The Takeovers Panel found that ERA had taken insufficient measures to ensure an independent committee that negotiates or approves its funding support agreement with Rio Tinto.
“The Panel considers that Rio Tinto sought to consolidate control and acquire ERA,” it stated.
“It appears to the Panel that the entitlement offer is likely to result in Rio Tinto becoming entitled to proceed to compulsory acquisition (where it may acquire 100 per cent of ERA) without undertaking a takeover bid.
“The Panel has made orders that (in effect) Rio Tinto cannot compulsorily acquire shares in ERA as a consequence of the entitlement offer without shareholder approval.”
Rio Tinto could end up increasing its voting power in ERA from around 68.4 per cent to 95.6 per cent should no other shareholders take up the entitlements.
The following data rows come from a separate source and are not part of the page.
PR #8462, opened 2023-05-31
Payment identifiers

accumulator:
- this separates GUI from core handling
 - the PaymentIdentifier class handles network requests
 - the GUI is agnostic about the type of PI

There's a number of open issues still:
- [x] no UI indication of network lookup yet
- [x] Desktop: no UI indication of amount range yet (lnurlp)
- [ ] Desktop: no UI indication if payment identifier resolve step leads to NOT_FOUND state (e.g. openalias not found)
- [x] Desktop: Clear, Save, Pay and Max buttons toggle according to constraints, but probably not consistently in all cases
- [x] Desktop: recipient, description, amount styling not consistent in all cases


electrum/network.py
```diff
@@ -287,7 +287,7 @@ def __init__(self, config: SimpleConfig, *, daemon: 'Daemon' = None):
         self.asyncio_loop = util.get_asyncio_loop()
         assert self.asyncio_loop.is_running(), "event loop not running"
 
-        assert isinstance(config, SimpleConfig), f"config should be a SimpleConfig instead of {type(config)}"
```
accumulator, line 290: @ecdsa I think we can safely remove this assert, daemon isn't checked either and config is dereferenced almost immediately below so that should nicely fail in the unlikely event some other object is passed in.

electrum/gui/qt/send_tab.py
```diff
@@ -632,10 +632,9 @@ def broadcast_thread():
                 return False, repr(e)
             # success
```
ZatmanOptionz24, line 642: OK we all good man

electrum/payment_identifier.py
```diff
@@ -0,0 +1,719 @@
...
+        for k, v in lnaddr.tags:
+            if k == 'd':
+                description = v
+                break
+        else:
+            description = ''
+        amount = lnaddr.get_amount_sat()
+        return pubkey, amount, description
+
+    async def resolve_openalias(self) -> Optional[dict]:
```
SomberNight, line 672: try copy-pasting into the qt send tab payto_edit on *testnet*:
`donate@getmonero.org`
On master, it shows an error popup saying invalid address; on this PR it raises -- in both cases only when you click "pay..." -- maybe it should already complain before, as soon as the DNS host is resolved, not sure.

electrum/gui/qt/send_tab.py
```diff
@@ -297,226 +308,158 @@ def get_frozen_balance_str(self) -> Optional[str]:
...
         self.do_clear()
 
-    def on_pr(self, request: 'paymentrequest.PaymentRequest'):
-        self.payment_request = request
-        if self.payment_request.verify(self.window.contacts):
-            self.payment_request_ok_signal.emit()
+    def set_field_style(self, w, text, validated):
+        from .util import ColorScheme
+        if validated is None:
+            style = ColorScheme.LIGHTBLUE.as_stylesheet(True)
```
SomberNight, line 339: try pasting an lnurl-pay into the qt payto_e, e.g.:
`LNURL1DP68GURN8GHJ7CN5VDCXZ7FWDPEXVTN0WFNJ7TNHV4KXCTTTDEHHWM30D3H82UNVWQHKSUNXLEM35E`
the `amount_e` also becomes light blue. hinting it got frozen -- but it is not frozen. in fact we expect the user to modify the amount there, I guess (?)

electrum/gui/qt/send_tab.py
```diff
@@ -297,226 +308,158 @@ def get_frozen_balance_str(self) -> Optional[str]:
...
-        self.window.show_send_tab()
-        self.payto_e.disable_checks = True
-        for e in [self.payto_e, self.message_e]:
-            e.setFrozen(True)
-        self.lock_amount(True)
+        self.window.show_send_tab() # FIXME why is this here
+        #for e in [self.payto_e, self.message_e]:
+        # self.payto_e.setFrozen(True)
         for btn in [self.save_button, self.send_button, self.clear_button]:
             btn.setEnabled(False)
```
SomberNight, line 329: try pasting an *mainnet* lnurl-pay into the qt payto_e, when running with `--testnet`.
When you click `Pay...`, you get error: `Wrong Lightning invoice HRP bc1u, should be tb`, after which all buttons are disabled (including `Clear`) and the fields are stuck -> forcing the user to restart the program.

electrum/payment_identifier.py
```diff
@@ -0,0 +1,719 @@
...
+                        lndecode(bolt11)
+                        # if we get here, we have a usable bolt11
+                        self.bolt11 = bolt11
+                    except LnInvoiceException as e:
+                        self.logger.debug(_("Error parsing Lightning invoice") + f":\n{e}")
+                    except IncompatibleOrInsaneFeatures as e:
+                        self.logger.debug(_("Invoice requires unknown or incompatible Lightning feature") + f":\n{e!r}")
+                self.set_state(PaymentIdentifierState.AVAILABLE)
+        elif scriptpubkey := self.parse_output(text):
+            self._type = 'spk'
```
SomberNight, line 358: how about making these an enum? ("spk", "bolt11", "bip70", etc)

electrum/gui/qml/qeinvoice.py
```diff
@@ -493,79 +490,54 @@ def validateRecipient(self, recipient):
...
+        if self._pi.type == 'lnurl':
+            self.on_lnurl(self._pi.lnurl_data)
+            return
+
+        if self._pi.type == 'bip70':
+            self._bip70_payment_request_resolved(self._pi.bip70_data)
+            return
+
+        if self._pi.is_available():
+            if self._pi.type == 'spk':
```
SomberNight, line 514: This looks broken atm for non-address spks -- although it's a question whether we even want to support those in qml, or even if so, whether to do it now.
Still, atm it is broken in a weird unintuitive way.
Try pasting `022782ba871eeb444a202f875c639a5e51bbdd38c5a0610111162cec9a2201254b OP_CHECKSIG`.

electrum/gui/qt/send_tab.py
accumulator: Yes, the amount styling is inconsistent still, will add to top comment

electrum/payment_identifier.py
accumulator: Pay.. button is now disabled if the resolved openalias contains an invalid address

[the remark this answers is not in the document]
accumulator: I think trailing whitespace issues are resolved. The domainname style I haven't implemented yet.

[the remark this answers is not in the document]
accumulator: added domainlike payment identifier

electrum/gui/qt/paytoedit.py
```diff
@@ -78,336 +67,169 @@ def __init__(self):
...
 
     def __init__(self, send_tab: 'SendTab'):
+        QObject.__init__(self, parent=send_tab)
         Logger.__init__(self)
         GenericInputHandler.__init__(self)
-        self.line_edit = QLineEdit()
+
         self.text_edit = ResizingTextEdit()
-        self.text_edit.hide()
+        self.text_edit.textChanged.connect(self._handle_text_change)
```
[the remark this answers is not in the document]
accumulator: The split might have been intentional, but I didn't see any functional reason why. Technically it might have had a reason, but after refactoring this approach didn't fit well and it lead to complications keeping these in sync (in combination with textChanged events).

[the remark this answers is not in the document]
accumulator: > Note that there is a toolbar menu in the Send tab (near top right corner) that includes a pay-to-many checkbox (`send_tab.paytomany_menu`). Now with these changes, the checkbox state can easily become out-of-sync.

Not sure what the idea of the menu toggle is. Should this override the size regardless of the contents (i.e. follow content, until user overrides using the toggle?)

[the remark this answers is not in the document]
SomberNight: I think one of the goals in https://github.com/spesmilo/electrum/commit/1f4cedf56a342ed4b1e1e5dea69e037dd1f8083f was that by default the input field is only a single line, pressing enter is suppressed, and it is using the menu toggle (or explicit pasting (ctrl+v or using button)) that you can change to multiline. Though I think this change was subjective.
I think the main reason @ecdsa split the textedit into lineedit+textedit was the "visual appearance" remark in the commit message: on certain linux styles, one-line QTextEdits look significantly different from QLineEdits, and @ecdsa wanted all the input fields on the Send tab to have a homogene look.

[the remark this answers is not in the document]
accumulator: > on certain linux styles, one-line QTextEdits look significantly different from QLineEdits, and @ecdsa wanted all the input fields on the Send tab to have a homogeneous look.

I see.. I've checked most of the styles that come pre-installed with debian kde, and looked at a windows portable build on windows 11. There is indeed a slight difference on linux with some styles, but it's rather minor IMHO. I'd rather not refactor back to the two alternating edit controls, as it's a maintenance hazard..

I can try fiddling with the styling of the QTextEdit, or I can define a custom edit control deriving from QTextEdit and use that also for single line edit controls, so we're sure to have the same styling everywhere. In any case, I don't want to spend too much time on it :)

accumulator:
@ecdsa, @SomberNight If no further objections, I'll merge to master

ecdsa:
> @ecdsa, @SomberNight If no further objections, I'll merge to master

please wait. I will test this week end

ecdsa:
On master, if Electrum is invoked with a bitcoin URI, then the GUI switches to the send tab. This is useful if you click on a bitcoin URI in the web browser. That does not work on this branch: when a payment identifier is passed as parameter to `run_electrum`, the send tab is populated, but the tab is not set.

accumulator:
> On master, if Electrum is invoked with a bitcoin URI, then the GUI switches to the send tab. This is useful if you click on a bitcoin URI in the web browser. That does not work on this branch: when a payment identifier is passed as parameter to `run_electrum`, the send tab is populated, but the tab is not set.

How do you start the Electrum gui and pass an address (or uri)? It thinks the address is a command, and I can't seem to find the right CLI magic..

ecdsa:
see `commands.py` line 1590, where `url` is set, and used in run_electrum

accumulator:
> see `commands.py` line 1590, where `url` is set, and used in run_electrum

Yes I was looking at that already, it assigns 'url' a positional parameter correct? But no matter how I try, I keep getting this:
```
./run_electrum -D /home/sander/projects/electrum/electrum-test --testnet tb1qhrxvt4sdjn76708qmwmj3s68u2z9ytlxfqm3cz
unknown command: tb1qhrxvt4sdjn76708qmwmj3s68u2z9ytlxfqm3cz
```

run_electrum
```diff
@@ -365,12 +365,6 @@ def main():
     if not config_options.get('verbosity'):
         warnings.simplefilter('ignore', DeprecationWarning)
 
-    # check if we received a valid payment identifier
-    uri = config_options.get('url')
-    if uri and not PaymentIdentifier(None, uri).is_valid():
-        print_stderr('unknown command:', uri)
-        sys.exit(1)
-
```
ecdsa, line 372: I see, this explains why it didn't work for testnet.

accumulator: Yes, this confusion caused me to doubt my cmdline fu :)

Might be better to move the passing of payment identifiers via a switched param (e.g. --uri or something similar) in order to disambiguate from a command

electrum/payment_identifier.py
```diff
@@ -0,0 +1,768 @@
...
+            address = self.openalias_data.get('address')
+            name = self.openalias_data.get('name')
+            description = name
+            recipient = key + ' <' + address + '>'
+            validated = self.openalias_data.get('validated')
+            if not validated:
+                self.warning = _('WARNING: the alias "{}" could not be validated via an additional '
+                                 'security check, DNSSEC, and thus may not be correct.').format(key)
+
+        elif self.bolt11 and self.wallet.has_lightning():
```
ecdsa, line 665: I think the output of this function should not depend on `wallet.has_lightning()`. If a wallet does not support LN, it should handle that itself.

I don't like that `PaymentIdentifier` now has a reference to wallet, just checking where it is used and what for.

run_electrum
ecdsa: last time I checked, it was not possible to hook it to firefox with a --uri parameter

ecdsa: <a href="bitcoin:donate.getmonero.org">this is a test</a>

electrum/payment_identifier.py
accumulator: > I think the output of this function should not depend on `wallet.has_lightning()`. If a wallet does not support LN, it should handle that itself.

Agreed. Also, lnurl type payment identifiers  do not check for this either.

> I don't like that `PaymentIdentifier` now has a reference to wallet, just checking where it is used and what for.

Basically only `wallet.config` and `wallet.contacts` are used.

ecdsa: no, there is also get_invoice

run_electrum
ecdsa: maybe we could provide a separate script for firefox, that launches `run_electrum --uri $1`

accumulator: On linux we can use the `.desktop` file spec which allows us to sculpt the cmdline and let firefox delegate to `xdg-open`.

ecdsa: I see. I was referring to firefox's `network.protocol-handlers` in `about:config`, which does not seem to allow that
I'll open a separate issue about it.

electrum/payment_identifier.py
ecdsa: I added a FIXME in the code regarding that.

The Panel orders ERA to postpone the close of its entitlement offer and disclose Rio Tinto’s intentions in continuing the business of the uranium miner.
Any major changes to this and the future employment of ERA employees must also be disclosed to the Panel.
ERA’s second largest shareholder Zentree Investments submitted an application to the Takeovers Panel last month, stating that minority shareholders were not being given equal or reasonable opportunity to participate in the benefits flowing to Rio Tinto.
The mining major will consider the Panel’s judgment ahead of decisions on its next steps.
“Rio Tinto agreed to fully subscribe to and underwrite an entitlement offer in the absence of any other commercially viable solution being available to ERA for the rehabilitation of the Ranger project area,” Rio Tinto group executive Energy and Minerals Bold Baatar said.
“We will now consider our options in light of the Panel’s orders so that ERA can fulfil its important rehabilitation obligations and commitments to the communities in which it operates and relevant authorities.”
Under the terms of its mining approvals, ERA is required to end mining and processing activities at Ranger by January 2021 and complete final rehabilitation by January 2026.
In February this year, ERA finalised its closure feasibility study for the Ranger rehabilitation, resulting in a material increase in anticipated rehabilitation costs.
Following this increase, ERA advised it needed extra funding to meet its rehabilitation obligations to the Commonwealth Government, Northern Territory Government and Traditional Owners.